Linear foreign bodies pose some specific challenges (Figure 5). The clinician must examine the tongue carefully; the author has seen several cases in which the string cut through the lingual frenulum, which subsequently healed. At laparotomy, the plicated area of bowel should be isolated from the peritoneal cavity before cutting the "anchor" under the tongue. The mesenteric surface of the plicated bowel loops can be perforated but prevented from leaking until the tension on the string is released and the plications relax. The entire length of string is removed, sometimes necessitating several enterotomies. Sections of the intestine with multiple mesenteric perforations are resected and the bowel ends anastomozed.
Intussusceptions are common in younger animals. Although a cause is often not apparent, all affected animals should be evaluated and if necessary treated for intestinal parasites, Coccidia and Giardia. At surgery, gentle traction on the intussusceptum and pressure on the intussuscipiens aids reduction. Resection and anastomosis is required in cases in which the lesion cannot be reduced, or if the bowel involved is necrotic. This often means apposing bowel segments with different lumen diameters, as the majority of intussusceptions involve the ileocolic junction. This can be managed by an incision on the antimesenteric surface of the smaller bowel loop, or oversewing of the larger bowel loop. Enteroplication to prevent recurrence of the intussusception is controversial. Enteroplication involves sewing adjacent loops of intestine together and although it has been shown to decrease the incidence of recurrence (4), the procedure has been associated with sporadic reports of serious postoperative complications (5).
Small intestinal neoplasms are rarely true emergencies, however, when they cause obstruction, hemorrhage, or intestinal rupture, immediate surgical intervention is warranted. Thoracic radiographs should be made before surgery to check for metastatic disease if neoplasia is suspected. Similarly, the abdominal contents, especially the liver and regional lymph nodes should be carefully examined during the exploratory laparotomy. Intestinal neoplasms are removed by resection and anastomosis, with generous margins. Enlarged lymph nodes are removed or biopsied.
Mesenteric torsion is rare in dogs. The root of the mesentery twists, completely occluding the mesenteric veins and partly to completely occluding the mesenteric arteries. The intestines are rapidly compromised, allowing bacteria to translocate into the peritoneal cavity. Animals present with signs of acute abdominal crisis and deteriorate rapidly. Even with immediate surgery and derotation of the mesenteric root, the prognosis is grave.
Surgical emergencies of the large intestine are uncommon, but include obstruction, perforation, and hemorrhage. Perforation of the colon is a true emergency because of the high colonic bacterial content. Untreated, colonic perforations are rapidly fatal. Perforation occurs secondary to trauma (i.e. gunshot), rupture of mural neoplasms, such as cecal leiomyosarcomas or stromal cell tumors, or rarely from foreign bodies. Non-traumatic perforation is reported in dogs with intervertebral disc disease after the parental administration of corticosteroids (Dexamethasone).
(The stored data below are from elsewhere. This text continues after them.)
PR #257, opened 2018-05-08
fixup! networkAgent: Add switch button for metered connections

GeorgesStavracas:
Per new design direction, we want the dialog labels to be centered
and use the High-Contrast toggle asset instead of the on|off switcher.

https://phabricator.endlessm.com/T22420

### DIFF
--- a/data/theme/gnome-shell-sass/_endless.scss
+++ b/data/theme/gnome-shell-sass/_endless.scss
@@ -923,3 +923,9 @@ popup-separator-menu-item {
   }
 }
 
+.metered-data-switch {
+  width: 48px;
+  background-image: url("resource:///org/gnome/shell/theme/toggle-off-hc.svg");
+  &:checked { background-image: url("resource:///org/gnome/shell/theme/toggle-on-hc.svg"); }
+}
+
--- a/js/ui/components/networkAgent.js
+++ b/js/ui/components/networkAgent.js
@@ -50,7 +50,8 @@ var NetworkSecretDialog = new Lang.Class({
         this._inputSourceManager.passwordModeEnabled = true;
 
         let contentParams = { title: this._content.title,
-                              body: this._content.message };
+                              body: this._content.message,
+                              center_title: true };
         let contentBox = new Dialog.MessageDialogContent(contentParams);
         this.contentLayout.add_actor(contentBox);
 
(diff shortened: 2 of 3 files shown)


data/theme/gnome-shell-sass/_endless.scss
```diff
@@ -923,3 +923,8 @@ popup-separator-menu-item {
   }
 }
 
+.metered-data-switch { width: 48px; }
+.metered-data-switch {
+  background-image: url("resource:///org/gnome/shell/theme/toggle-off-hc.svg");
+  &:checked { background-image: url("resource:///org/gnome/shell/theme/toggle-on-hc.svg"); }
+}
```
mariospr: Nit: Missing extra line, sorry!

PS: @pwithnall will approve

data/theme/gnome-shell-sass/_endless.scss
```diff
@@ -923,3 +923,8 @@ popup-separator-menu-item {
   }
 }
 
+.metered-data-switch { width: 48px; }
+.metered-data-switch {
```
mariospr: This is SASS, an so we should take advantage of its capabilities to define things hierarchical: please only declare one `.metered-data-switch` block in this file (i.e. move the `width` statement in the first block to the second one)

js/ui/components/networkAgent.js
```diff
@@ -219,7 +226,7 @@ var NetworkSecretDialog = new Lang.Class({
         if (userSetting) {
             let allowDownloads = userSetting.get_data(NM_SETTING_ALLOW_DOWNLOADS);
             if (allowDownloads)
-                defaultValue = (allowDownloads === '0');
+                defaultValue = (allowDownloads === '1');
```
mariospr: This PR also changes what's supposed to be the default from "not allowing downloads" to "allowing downloads", which I don't see documented neither in the commit message nor in the originating ticket. Where is this coming from?

If it's not  a mistake, please add a brief comment to the commit message.

js/ui/components/networkAgent.js
```diff
@@ -229,9 +236,9 @@ var NetworkSecretDialog = new Lang.Class({
 
             if (connectionSetting) {
                 let metered = connectionSetting.get_metered();
-                defaultValue = metered == NM.Metered.YES || metered == NM.Metered.GUESS_YES;
+                defaultValue = metered != NM.Metered.YES && metered != NM.Metered.GUESS_YES;
             } else {
-                defaultValue = false;
+                defaultValue = true;
```
mariospr: Same comment here (about changing defaults)

js/ui/components/networkAgent.js
```diff
@@ -265,7 +272,7 @@ var NetworkSecretDialog = new Lang.Class({
 
             // Update the Automatic Updates values
             if (this._settingName != 'vpn')
-                this._updateMeteredSetting(this._updatesToggle.checked);
+                this._updateMeteredSetting(!this._updatesToggle.checked);
```
mariospr: Similar comment here about flipping a boolean in this PR without explaining why

PR #259, opened 2018-05-10
discoveryFeed: Tell the Discovery Feed when its window is fully hidden

smspillaz:
The discovery feed window animates in and out and the overview is
only shown once the discovery feed window is fully hidden (if the
overview was showing before). The Discovery Feed needs to know
when its window is fully hidden, since then it can launch the
relevant app (which will ensure that the overview is not shown
part-way through a speedwagon window being shown).

https://phabricator.endlessm.com/T22448

### DIFF
--- a/js/ui/components/discoveryFeed.js
+++ b/js/ui/components/discoveryFeed.js
@@ -10,6 +10,7 @@ const DISCOVERY_FEED_PATH = '/com/endlessm/DiscoveryFeed';
 
 const DiscoveryFeedIface = '<node> \
 <interface name="' + DISCOVERY_FEED_NAME + '"> \
+<method name="notifyHideAnimationCompleted" /> \
 <method name="show"> \
   <arg type="u" direction="in" name="timestamp"/> \
 </method> \
@@ -38,12 +39,16 @@ var DiscoveryFeed = new Lang.Class({
         Main.discoveryFeed = null;
     },
 
+    notifyHideAnimationCompleted: function() {
+        this.proxy.notifyHideAnimationCompletedRemote();
+    },
+
     callShow: function(timestamp) {
         this.proxy.showRemote(timestamp);
     },
 
-    callHide: function(timestamp) {
-        this.proxy.hideRemote(timestamp);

Perforation leads to rapidly progressive peritonitis and septic shock. The diagnosis is suspected from clinical signs including lethargy, depression, pyrexia, and abdominal pain. Cytology and analysis of fluid obtained by ultrasound guided abdominocentesis confirms the diagnosis. The animal is stabilized before anesthesia and broad spectrum, bacteriocidal antibiotics are administered perioperatively. At surgery, the peritoneal cavity is lavaged and the affected area is packed off and either debrided and sutured or resected. Samples are taken for aerobic and anerobic bacterial culture and sensitivity. The abdomen is thoroughly lavaged with a large volume of balanced electrolyte solution which is then completely aspirated. The abdomen is either closed, drained, or left open depending on the amount of peritoneal contamination and degree of regional or general peritoneal inflammation.
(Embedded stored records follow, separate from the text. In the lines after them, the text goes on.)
PR #260, opened 2018-05-11
Finish startup sequence for process that exit too early

mariospr:
Add a new public method in ShellWindowTracker to wrap sn_startup_sequence_complete() and use that to make sure that these kind of applications get their startup sequences completed, and then properly moved to STOPPED.

https://phabricator.endlessm.com/T22416

### DIFF
--- a/src/shell-app.c
+++ b/src/shell-app.c
@@ -1254,11 +1254,36 @@ app_child_setup (gpointer user_data)
 #endif
 
 static void
+_shell_app_watch_callback (GPid      pid,
+                           gint      status,
+                           ShellApp *app)
+{
+  if (app->state == SHELL_APP_STATE_STARTING)
+    {
+      ShellWindowTracker *tracker = shell_window_tracker_get_default ();
+      GSList *startup_sequences = shell_window_tracker_get_startup_sequences (tracker);
+      GSList *iter = NULL;
+
+      for (iter = startup_sequences; iter; iter = g_slist_next (iter))
+        {
+          ShellStartupSequence *sequence = (ShellStartupSequence*) iter->data;
+          ShellApp *startup_app = shell_startup_sequence_get_app (sequence);
+          if (startup_app == app)
+            shell_startup_sequence_complete (sequence);
+        }
+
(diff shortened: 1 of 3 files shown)


src/shell-window-tracker.c
```diff
@@ -1008,6 +1008,11 @@ shell_startup_sequence_create_icon (ShellStartupSequence *sequence, guint size)
   return texture;
```
smspillaz: Typo in the commit message s/publich/public/

src/shell-app.c
```diff
@@ -1253,12 +1253,37 @@ app_child_setup (gpointer user_data)
...
+static void
+_shell_app_watch_callback (GPid      pid,
+                           gint      status,
+                           ShellApp *app)
+{
+  if (app->state == SHELL_APP_STATE_STARTING)
+    {
+      ShellWindowTracker *tracker = shell_window_tracker_get_default ();
+      GSList *startup_sequences = shell_window_tracker_get_startup_sequences (tracker);
+      GSList *iter = NULL;
```
smspillaz: `iter` can probably assigned with `startup_sequences` directly here

src/shell-app.c
```diff
@@ -1305,7 +1330,8 @@ shell_app_launch (ShellApp     *app,
 #else
                                                    NULL, NULL,
 #endif
-                                                   wait_pid, NULL,
+                                                   (GDesktopAppLaunchCallback) wait_pid,
```
smspillaz: Is this change relevant to this commit?

smspillaz:
Looks good - just left a few drive-by nitpicks

mariospr:
> Looks good - just left a few drive-by nitpicks

Thanks. I've addresed the typo in the commit message but I don't think there' nothing that needs to be done with regard the other two comments, see my answers inline. Please let me know what you think.

mariospr:
As mentioned in the ticket, we will be fixing this in GTK after all, so closing this MR now.

Let's continue in https://gitlab.gnome.org/GNOME/gtk/issues/1084

PR #265, opened 2018-06-15
endSessionDialog: Don't ever speak to PackageKit (not available on Endless)

mariospr:
GNOME Shell is spitting out some errors in the journal due to its attempts
to speak to PackageKit, which is not present on Endless OS, so remove all
the related code to silence those errors.

https://phabricator.endlessm.com/T22975


js/ui/endSessionDialog.js
```diff
@@ -286,14 +286,34 @@ var EndSessionDialog = new Lang.Class({
...
+                                                          return;
+                                                      }
+
+                                                      // It only makes sense to check for this permission if PackageKit is available.
+                                                      try {
+                                                          this._updatesPermission =
+                                                              Polkit.Permission.new_sync("org.freedesktop.packagekit.trigger-offline-update", null, null);
+                                                      } catch(e) {
+                                                          log('No permission to trigger offline updates: %s'.format(e.toString()));
+                                                      }
```
GeorgesStavracas: I personally would rather move this into a method of its own. It's too much code in a far indentation.

mariospr: I kind of agree, but at the same time I like having the code that initializes `this._updatesPermission` all in th e`_init()` function, so I'm not sure it's worth it.

Maybe comment the same thing in the upstream MR, and see what others (e.g. Florian) say about it?

PR #267, opened 2018-07-02
wobbly: Only query the untransformed paint box when resizing model

smspillaz:
We want the model size to be based on the size of the window
including its shadows, but we do not want that to include any
affine transformations currently done on the window, which
clutter_actor_get_paint_box will perform on the volume before
projecting it and getting its bounding box.

This commit assumes that the paint volume without any effects applied
is two dimensional and orthogonal.

https://phabricator.endlessm.com/T23034

### DIFF
--- a/src/wobbly-effect.cpp
+++ b/src/wobbly-effect.cpp
@@ -327,6 +327,36 @@ endless_shell_fx_wobbly_move_by (EndlessShellFXWobbly *effect,
     }
 }
 
+/* This constant is used to deal with rounding error in computing
+ * paint boxes. See also https://gitlab.gnome.org/GNOME/mutter/blob/master/clutter/clutter/clutter-paint-volume.c#L1212 */
+#define PAINT_BOX_OFFSET 1
+
+static gboolean
+endless_shell_fx_get_untransformed_paint_box (ClutterActor    *actor,
+                                              ClutterActorBox *box)
+{
+  /* Get the actor's paint volume, bypassing affine
+   * transformations which would usually be applied
+   * if we just queried the paint box. */
+  const ClutterPaintVolume *volume = clutter_actor_get_paint_volume (actor);
+  ClutterVertex origin;
+
+  if (volume == NULL)
+    return FALSE;
+
+  /* We don't have access to the stage projection matrix
+   * so the best we can do is hope here that the volume is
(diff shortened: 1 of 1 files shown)


src/wobbly-effect.cpp
```diff
@@ -327,6 +327,33 @@ endless_shell_fx_wobbly_move_by (EndlessShellFXWobbly *effect,
     }
 }
 
+#define PAINT_BOX_OFFSET 1
+
+static gboolean
+endless_shell_fx_get_untransformed_paint_box (ClutterActor    *actor,
+                                              ClutterActorBox *box)
+{
+  /* Get the actor's parent class paint volume, bypassing affine
```
cosimoc: This comment confuses me... There does not seem to be any involvement of the parent class.

src/wobbly-effect.cpp
```diff
@@ -327,6 +327,33 @@ endless_shell_fx_wobbly_move_by (EndlessShellFXWobbly *effect,
...
+   * transformations (except translation). */
+  const ClutterPaintVolume *volume = clutter_actor_get_paint_volume (actor);
+  ClutterVertex origin;
+
+  if (volume == NULL)
+    return FALSE;
+
+  /* We don't have access to the stage projection matrix
+   * so the best we can do is hope here that the volume is
+   * two dimensional and orthogonal. */
```
cosimoc: I believe that we do... see `clutter_actor_get_transform()` and `clutter_paint_volume_get_depth()`

src/wobbly-effect.cpp
```diff
@@ -327,6 +327,33 @@ endless_shell_fx_wobbly_move_by (EndlessShellFXWobbly *effect,
     }
 }
 
+#define PAINT_BOX_OFFSET 1
```
cosimoc: It surprises me to see magic numbers here. What is this for?

src/wobbly-effect.cpp
smspillaz: Hmm, I guess I meant that in the sense that the actor needs to be a camera-facing plane for this to work. If it was three-dimensional this probably wouldn't work - in that case we would use the modelview matrix and premultiply it by the projection matrix, then postmultiply each of its vertices, but we don't have access to the projection matrix here.

PR #268, opened 2018-07-02
wobbly: Use the paint box offsets to compute the right paint volume

smspillaz:
Since the model is computed from the actor only paint box which
will be in the [0, model_geometry] space, this doesn't include
the top and left shadow offsets, so we need to apply them after
the fact. This corrects the computed paint volume so that there are
no shadow artifacts.

https://phabricator.endlessm.com/T23039

### DIFF
--- a/src/wobbly-effect.c
+++ b/src/wobbly-effect.c
@@ -64,6 +64,12 @@ G_DEFINE_TYPE_WITH_PRIVATE (EndlessShellFXWobbly,
                             endless_shell_fx_wobbly,
                             CLUTTER_TYPE_DEFORM_EFFECT)
 
+/* Forward declaration so that we can set the function pointer
+ * in enforce_no_effects_paint_box_cleanup below */
+static gboolean
+endless_shell_fx_wobbly_get_paint_volume (ClutterEffect    *effect,
+                                          ClutterPaintVolume *volume);
+
 static gboolean
 endless_shell_fx_wobbly_lie_about_paint_volume (ClutterEffect    *effect,
                                                 ClutterPaintVolume *volume)
--- a/src/wobbly-effect.c
+++ b/src/wobbly-effect.c
@@ -167,7 +167,8 @@ static gboolean
 endless_shell_fx_wobbly_get_paint_volume (ClutterEffect    *effect,
                                           ClutterPaintVolume *volume)
 {
-  ClutterActor *actor = clutter_actor_meta_get_actor (CLUTTER_ACTOR_META (effect));
+  ClutterActorMeta *meta = CLUTTER_ACTOR_META (effect);
+  ClutterActor *actor = clutter_actor_meta_get_actor (meta);
   EndlessShellFXWobbly *wobbly_effect = ENDLESS_SHELL_FX_WOBBLY (effect);
   EndlessShellFXWobblyPrivate *priv =
     endless_shell_fx_wobbly_get_instance_private (wobbly_effect);
@@ -176,7 +177,7 @@ endless_shell_fx_wobbly_get_paint_volume (ClutterEffect    *effect,
    * TRUE here. */
   CLUTTER_EFFECT_CLASS (endless_shell_fx_wobbly_parent_class)->get_paint_volume (effect, volume);
 
-  if (priv->model)
+  if (priv->model && clutter_actor_meta_get_enabled (meta))
     {
       float actor_x, actor_y;
       float actor_paint_box_x, actor_paint_box_y;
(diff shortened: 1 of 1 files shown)


src/wobbly-effect.cpp
```diff
@@ -77,6 +77,8 @@ endless_shell_fx_wobbly_lie_about_paint_volume (ClutterEffect    *effect,
                                                                                         volume);
 }
 
+#define DAMAGE_RECTANGLE_EXPAND_FACTOR 8
```
cosimoc: Ouch, this feels a bit like stabbing in the dark. Are you sure that we're not papering over some other issue with this, such as using the wrong actor to calculate the paint volume, or a bug in the wobbly model calculations?
I would at least like to know where those 8px come from, and have a clear understanding, encoded in a comment, of why we can't trust the numbers we get from Clutter/libwobbly.

js/ui/windowManager.js
```diff
@@ -158,6 +159,17 @@ var EOSShellWobbly = new Lang.Class({
...
     },
 
+    _removeFromActorOnDisabled: function(actor) {
+        if (!this.enabled) {
+            if (this._wobblyEffectDisabledId !== -1) {
+                this.disconnect(this._wobblyEffectDisabledId);
+                this._wobblyEffectDisabledId = -1;
+            }
+
+            actor.remove_effect(this);
```
cosimoc: This strikes me as an odd way of achieving the goal of the commit.
What ends up actually disabling the effect? The effect is created and added in `windowManager.js` before calling into `grabbedByMouse()`. If the idea is to remove it when it's ungrabbed, why not just do it from there as well?

js/ui/windowManager.js
```diff
@@ -189,6 +206,20 @@ var EOSShellWobbly = new Lang.Class({
...
+        // Remove the effect from the actor if necessary
+        if (!this.enabled) {
+            this._removeFromActorOnDisabled(actor);
+        }
+
+        // Watch for the effect to be disabled and remove if it
+        // it does get disabled - saves some CPU cycles computing
+        // things like boundings boxes
+        if (this._wobblyEffectDisabledId === -1) {
+            this._wobblyEffectDisabledId = this.connect('notify::enabled', Lang.bind(this, function() {
```
cosimoc: You could also do this with a vfunc, which would save you the whole signal connect/disconnect boilerplate.

js/ui/windowManager.js
```diff
@@ -189,6 +206,20 @@ var EOSShellWobbly = new Lang.Class({
 
         actor.disconnect(this._positionChangedId);
         this._positionChangedId = null;
+
+        // Remove the effect from the actor if necessary
+        if (!this.enabled) {
```
cosimoc: Remove curly braces here

src/wobbly-effect.c
```diff
@@ -184,10 +192,10 @@ endless_shell_fx_wobbly_get_paint_volume (ClutterEffect    *effect,
...
       ClutterActorBox const extremesBox =
         {
-          floor (x1),
-          floor (y1),
-          ceil (x2),
-          ceil (y2)
+          floor (x1 + offset.x),
+          floor (y1 + offset.y),
+          ceil (x2 + offset.x),
+          ceil (y2 + offset.x)
```
cosimoc: This snippet belongs to the next commit

js/ui/windowManager.js
smspillaz: So, ClutterActorMeta has an 'enabled' property which for a ClutterEffect, will be flipped to FALSE when there is no more animation to do.

We cant remove it immediately on ungrab - there might still be force/velocity/deformation remaining in the model that has yet to play out.

js/ui/windowManager.js
smspillaz: Which vfunc would this be?

src/wobbly-effect.c
smspillaz: Will fix

js/ui/windowManager.js
cosimoc: Presumably though, the `enabled` property is designed to achieve the same that you're trying to achieve here, no? Meaning to avoid doing any work when the animation is not running.
Would it be possible to adjust the effect so that it turns into a no-op when it's disabled, instead of forcibly removing it like this? It looks like that's the usual pattern for clutter effects.

js/ui/windowManager.js
cosimoc: `vfunc_notify` I believe

js/ui/windowManager.js
smspillaz: I could certainly rework the effect to just do nothing when `enabled` is not set.

The current approach is derived from what is typically done in compiz, which is that hooks on paint operations are removed if they are inactive to save CPU cycles on function call overhead. But its probably not a big deal in this case.

PR #269, opened 2018-07-05
T23173: Port to libwobbly-0.3

smspillaz:
This one drops the boost dependency, amongst other things.

https://phabricator.endlessm.com/T23173


smspillaz:
Obviously don't merge until we have libwobbly-0.3 in the distro.

src/meson.build
```diff
@@ -198,7 +198,7 @@ libeos_shell_fx = library('eos-shell-fx',
   sources: libeos_shell_fx_sources,
   dependencies: libeos_shell_fx_deps,
   include_directories: conf_inc,
-  cpp_args: ['-std=c++11'],
+  cpp_args: ['-std=c++14'],
```
joaquimrocha: Don't we need C++ 17?

smspillaz: This is a good point. That said ... I was planning on doing a C API for libwobbly so that we can do away with a lot of this C++ business in the shell. I'll close this PR for now and open a new one on the subtask.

Rectal prolapse occurs in young, unthrifty, parasitized animals, in association with tumors in older cats, and following perineal hernia repair in dogs. Clinical signs are obvious, however it is necessary to distinguish the prolapse from a prolapse of anus and rectum containing an intussusception of the ileum. The prolapse must be amputated if it is necrotic. In other cases the prolapsed rectum is reduced. The edema is removed by gentle pressure and massage using soft cloth moistened with warm saline. Following reduction a loose purse-string suture is inserted in the anus. This is removed in 3-5 days. A sedative to prevent straining is necessary. A low residue diet is fed for several days and any underlying parasitic infection (for example Trichuris spp.) is treated. In animals with recurrent prolapse, a colopexy is performed. A caudal ventral midline laparotomy is performed and the descending colon is identified. The surgeon places gentle cranial traction on the colon whilst a non-sterile assistant helps reduce the prolapsed anus and rectum. Once the prolapse is reduced, the descending colon is sutured to the abdominal wall using a double row of single interrupted sutures to fix it in place (Figure 6) (6).
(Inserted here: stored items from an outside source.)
PR #270, opened 2018-07-07
T23208: Drop libwobbly dependency, switch to libwobbly-glib-0.3

smspillaz:
This PR drops the dependency on libwobbly's C++ API and moves to using libwobbly-glib (the C API). Amongst other things, using this API means that we no longer have a single C++ file cluttering up the build.

https://phabricator.endlessm.com/T23208

### DIFF
--- a/meson.build
+++ b/meson.build
@@ -110,8 +110,8 @@ m_dep = cc.find_library('m', required: false)
 eosmetrics_dep = dependency('eosmetrics-0')
 
 # Endless-specific: Wobbly windows
-libwobbly_dep = dependency('libwindowfx_wobbly')
-libeos_shell_fx_deps = [mutter_dep, gdk_pixbuf_dep, libwobbly_dep]
+libwobbly_glib_dep = dependency('libwindowfx_wobbly_glib-0.3')
+libeos_shell_fx_deps = [mutter_dep, gdk_pixbuf_dep, libwobbly_glib_dep, m_dep]
 
 # Endless-specific: Required for keyboard layout switcher in password entries
 xkbcommon_dep = dependency('xkbcommon')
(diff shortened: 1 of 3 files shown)


joaquimrocha:
Jenkins: retest this please.

smspillaz:
Ah, we'll need to include libwobbly-glib-0.3 in the distro . I'll chat to @cosimoc about that, the easiest way is probably to migrate it to `endlessm` and create a jenkins job

cosimoc:
Update: I created the repository now in endlessm as a fork of the original smspillaz one, and added the libwobbly job to the eos-build template. I can't run the jenkins-jobs command to update it at the moment. I will try again in a bit.

meson.build
```diff
@@ -102,6 +102,10 @@ if enable_recorder
   recorder_deps += [gst_dep, gst_base_dep, gtk_dep, x11_dep]
 endif
 
+cc = meson.get_compiler('c')
+
+m_dep = cc.find_library('m', required: false)
```
cosimoc: Why is this required? I'd avoid diverging from the upstream build file if possible.

src/wobbly-effect.c
```diff
@@ -298,12 +297,11 @@ endless_shell_fx_wobbly_ungrab (EndlessShellFXWobbly *effect)
    * of the animation */
   if (priv->timeout_id)
     {
```
cosimoc: Remove curly braces here and below, now that they only have one line

meson.build
smspillaz: Its required since EndlesShellFX depends on `libm`. I can probably get rid of EndlessShellFX now that we dont need to compile it separately but would rather do that in another story since it's a lot of churn.

PR #271, opened 2018-07-10
T23224: Skip maximization effect when synchronizing actor state

smspillaz:
https://phabricator.endlessm.com/T23224


js/ui/appActivation.js
```diff
@@ -303,7 +303,7 @@ const SpeedwagonIface = '<node> \
 </node>';
 const SpeedwagonProxy = Gio.DBusProxy.makeProxyWrapper(SpeedwagonIface);
 
-const SpeedwagonSplash = new Lang.Class({
+var SpeedwagonSplash = new Lang.Class({
```
cosimoc: The commit message is wrong. It should say `instead of 'const'`

cosimoc:
Changed the commit message and pushed to master.

PR #274, opened 2018-07-11
T23236: Start builder once the animation is finished

smspillaz:
https://phabricator.endlessm.com/T23236

### DIFF
--- a/js/ui/codeView.js
+++ b/js/ui/codeView.js
@@ -360,6 +360,11 @@ var WindowTrackingButton = new Lang.Class({
     }
 });
 
+function _constructLoadFlatpakValue(app, appManifest) {
+    // add an app_id_override to the manifest to load
+    return appManifest.get_path() + '+' + app.meta_window.get_flatpak_id() + '.Coding';
+}
+
 var CodingSession = new Lang.Class({
     Name: 'CodingSession',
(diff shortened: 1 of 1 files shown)


js/ui/codeView.js
```diff
@@ -360,6 +360,11 @@ var WindowTrackingButton = new Lang.Class({
     }
 });
 
+function _constructLoadFlatpakValue(app, appManifest) {
```
cosimoc: The function was renamed (now it has an underscore in front) in this commit, but the call site was not updated to use the new name.

js/ui/codeView.js
```diff
@@ -643,8 +644,8 @@ var CodingSession = new Lang.Class({
         if (!this.builder) {
             // get the manifest of the application
             // return early before we setup anything
-            let appManifest = _getAppManifest(this.app.meta_window.get_flatpak_id());
-            if (!appManifest) {
+            this.appManifest = _getAppManifest(this.app.meta_window.get_flatpak_id());
```
cosimoc: There should be no reason for this to be "public". You can use `this._appManifest`

js/ui/codeView.js
erikos: Fixed.

PR #273, opened 2018-07-10
codeview: Don't show button while lock screen is active

smspillaz:
https://phabricator.endlessm.com/T23226

PR #275, opened 2018-07-11
codeview: Don't show button while lock screen is active

erikos:
https://phabricator.endlessm.com/T23226


erikos:
This superseeds https://github.com/endlessm/gnome-shell/pull/273 and removes the stacking on top of #270 as it is blocked on finishing libwobbly: Export GObject API https://phabricator.endlessm.com/T23208.

Also a small indentation fix.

Emergency surgery of the pancreas is usually limited to abscess drainage or removal. The surgeon should be thoroughly familiar with the anatomy of the pancreatic blood supply to avoid damaging vessels supplying the duodenum and stomach, the pancreatic papillae, or the common bile duct. Abscesses are best treated by opening the abscess cavity, flushing it thoroughly, then packing the cavity with omentum.
Septic peritonitis is a severe, life-threatening condition that poses many challenges for the small animal veterinarian. Obtaining an accurate and timely diagnosis, understanding peritoneal fluid and protein loss, hypovolemia, the Systemic Inflammatory Response Syndrome (SIRS)/sepsis, and effective resuscitation are vital to successful treatment of peritonitis. Septic peritonitis results from bowel perforation, extension of a urogenital infection (ruptured pyometra or prostatic abscess), leakage of bile from the common bile duct, a ruptured gall bladder or damaged hepatic ducts, penetrating wounds, or surgical contamination.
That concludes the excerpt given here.